[About this task] In the entries below, every line with the string "lazygit" is to be reported.

━━━━━━━━━━━━━━━━━━━━━━━━━━━━━━

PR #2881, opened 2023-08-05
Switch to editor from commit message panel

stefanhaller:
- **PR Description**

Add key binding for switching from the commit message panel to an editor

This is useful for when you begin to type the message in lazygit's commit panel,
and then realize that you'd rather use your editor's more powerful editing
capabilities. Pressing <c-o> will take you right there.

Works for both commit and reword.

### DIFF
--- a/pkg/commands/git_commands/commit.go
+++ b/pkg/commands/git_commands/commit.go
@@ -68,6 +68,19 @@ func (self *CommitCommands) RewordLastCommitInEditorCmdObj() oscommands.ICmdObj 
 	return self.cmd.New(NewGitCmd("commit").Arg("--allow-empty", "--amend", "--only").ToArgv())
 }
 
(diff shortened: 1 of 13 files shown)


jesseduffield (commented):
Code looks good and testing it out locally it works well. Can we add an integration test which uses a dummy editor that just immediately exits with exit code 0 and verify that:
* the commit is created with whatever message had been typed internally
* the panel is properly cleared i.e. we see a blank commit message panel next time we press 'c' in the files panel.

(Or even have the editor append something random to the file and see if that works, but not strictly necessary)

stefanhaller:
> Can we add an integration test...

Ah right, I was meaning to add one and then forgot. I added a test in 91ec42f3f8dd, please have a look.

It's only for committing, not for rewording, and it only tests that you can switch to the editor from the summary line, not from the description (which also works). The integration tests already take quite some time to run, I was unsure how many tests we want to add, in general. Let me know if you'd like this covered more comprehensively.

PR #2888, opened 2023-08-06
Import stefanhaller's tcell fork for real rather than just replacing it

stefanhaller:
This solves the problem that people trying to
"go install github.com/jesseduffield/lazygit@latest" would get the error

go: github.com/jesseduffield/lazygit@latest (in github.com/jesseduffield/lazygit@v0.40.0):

━━━━━━━━━━━━━━━━━━━━━━━━━━━━━━

[Result below]
This is useful for when you begin to type the message in lazygit's commit panel,
"go install github.com/jesseduffield/lazygit@latest" would get the error
go: github.com/jesseduffield/lazygit@latest (in github.com/jesseduffield/lazygit@v0.40.0):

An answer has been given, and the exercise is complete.